Required action :: Find the word "provided" in the listing below. Copy every line that has it.
___ Given information ___
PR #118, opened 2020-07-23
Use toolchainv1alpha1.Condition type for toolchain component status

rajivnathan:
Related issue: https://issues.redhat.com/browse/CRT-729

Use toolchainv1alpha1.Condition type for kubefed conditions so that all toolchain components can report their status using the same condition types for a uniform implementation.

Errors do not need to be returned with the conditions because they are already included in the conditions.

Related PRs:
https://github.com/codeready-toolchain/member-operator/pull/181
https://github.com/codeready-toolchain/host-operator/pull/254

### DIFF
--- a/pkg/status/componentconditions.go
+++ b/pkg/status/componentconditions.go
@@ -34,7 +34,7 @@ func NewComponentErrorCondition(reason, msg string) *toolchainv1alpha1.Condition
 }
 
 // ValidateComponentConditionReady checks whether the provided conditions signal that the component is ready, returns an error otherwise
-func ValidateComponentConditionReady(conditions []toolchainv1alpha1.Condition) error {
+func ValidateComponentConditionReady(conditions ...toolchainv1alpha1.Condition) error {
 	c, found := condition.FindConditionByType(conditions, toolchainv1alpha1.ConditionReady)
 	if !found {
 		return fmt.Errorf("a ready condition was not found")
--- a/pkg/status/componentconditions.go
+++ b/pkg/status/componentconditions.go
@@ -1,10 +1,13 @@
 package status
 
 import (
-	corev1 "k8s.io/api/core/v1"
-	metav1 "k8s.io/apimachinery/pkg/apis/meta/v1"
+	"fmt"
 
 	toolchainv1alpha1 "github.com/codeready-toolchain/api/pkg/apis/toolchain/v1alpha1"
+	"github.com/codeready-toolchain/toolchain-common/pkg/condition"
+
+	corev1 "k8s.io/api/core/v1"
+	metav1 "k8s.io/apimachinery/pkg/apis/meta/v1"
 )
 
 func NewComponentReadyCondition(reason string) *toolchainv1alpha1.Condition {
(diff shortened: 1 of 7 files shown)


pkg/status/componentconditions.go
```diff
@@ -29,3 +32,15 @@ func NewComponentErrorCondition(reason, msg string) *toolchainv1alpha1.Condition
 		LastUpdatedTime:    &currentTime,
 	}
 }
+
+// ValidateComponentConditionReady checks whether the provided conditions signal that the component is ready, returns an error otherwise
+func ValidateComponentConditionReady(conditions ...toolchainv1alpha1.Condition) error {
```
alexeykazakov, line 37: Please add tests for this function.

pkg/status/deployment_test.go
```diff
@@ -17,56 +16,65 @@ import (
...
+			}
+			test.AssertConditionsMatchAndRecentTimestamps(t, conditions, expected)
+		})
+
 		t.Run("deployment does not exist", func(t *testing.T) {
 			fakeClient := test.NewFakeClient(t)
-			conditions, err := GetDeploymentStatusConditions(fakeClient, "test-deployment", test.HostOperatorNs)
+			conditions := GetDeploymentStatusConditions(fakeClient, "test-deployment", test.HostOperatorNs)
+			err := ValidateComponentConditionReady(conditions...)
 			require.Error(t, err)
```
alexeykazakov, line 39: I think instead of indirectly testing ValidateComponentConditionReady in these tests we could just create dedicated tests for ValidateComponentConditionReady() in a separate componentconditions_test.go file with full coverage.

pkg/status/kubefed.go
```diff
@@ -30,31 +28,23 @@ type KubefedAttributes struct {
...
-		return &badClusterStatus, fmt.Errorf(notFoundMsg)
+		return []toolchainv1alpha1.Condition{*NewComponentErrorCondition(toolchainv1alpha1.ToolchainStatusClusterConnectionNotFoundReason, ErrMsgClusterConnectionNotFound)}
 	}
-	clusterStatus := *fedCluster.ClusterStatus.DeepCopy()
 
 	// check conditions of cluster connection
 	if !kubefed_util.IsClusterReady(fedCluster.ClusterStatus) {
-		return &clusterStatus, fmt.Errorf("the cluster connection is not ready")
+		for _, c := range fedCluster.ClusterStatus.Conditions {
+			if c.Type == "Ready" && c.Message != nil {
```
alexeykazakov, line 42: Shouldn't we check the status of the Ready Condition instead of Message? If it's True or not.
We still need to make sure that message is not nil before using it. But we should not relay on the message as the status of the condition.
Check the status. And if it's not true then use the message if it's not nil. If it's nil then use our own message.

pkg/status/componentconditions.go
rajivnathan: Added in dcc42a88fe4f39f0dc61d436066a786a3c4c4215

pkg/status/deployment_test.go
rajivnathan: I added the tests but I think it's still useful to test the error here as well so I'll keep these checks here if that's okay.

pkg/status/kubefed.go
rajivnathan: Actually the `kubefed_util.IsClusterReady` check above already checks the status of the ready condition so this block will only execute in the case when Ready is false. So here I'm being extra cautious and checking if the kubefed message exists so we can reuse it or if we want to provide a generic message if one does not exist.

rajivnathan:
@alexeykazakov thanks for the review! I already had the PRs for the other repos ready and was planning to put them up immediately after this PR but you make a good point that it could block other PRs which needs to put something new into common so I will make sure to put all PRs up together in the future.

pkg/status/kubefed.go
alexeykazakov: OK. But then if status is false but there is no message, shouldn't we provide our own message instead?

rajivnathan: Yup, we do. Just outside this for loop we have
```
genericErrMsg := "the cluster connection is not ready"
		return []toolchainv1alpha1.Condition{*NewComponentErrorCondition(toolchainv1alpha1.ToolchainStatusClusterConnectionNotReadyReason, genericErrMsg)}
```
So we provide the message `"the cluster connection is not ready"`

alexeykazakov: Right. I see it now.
___
Response ::
 // ValidateComponentConditionReady checks whether the provided conditions signal that the component is ready, returns an error otherwise
+// ValidateComponentConditionReady checks whether the provided conditions signal that the component is ready, returns an error otherwise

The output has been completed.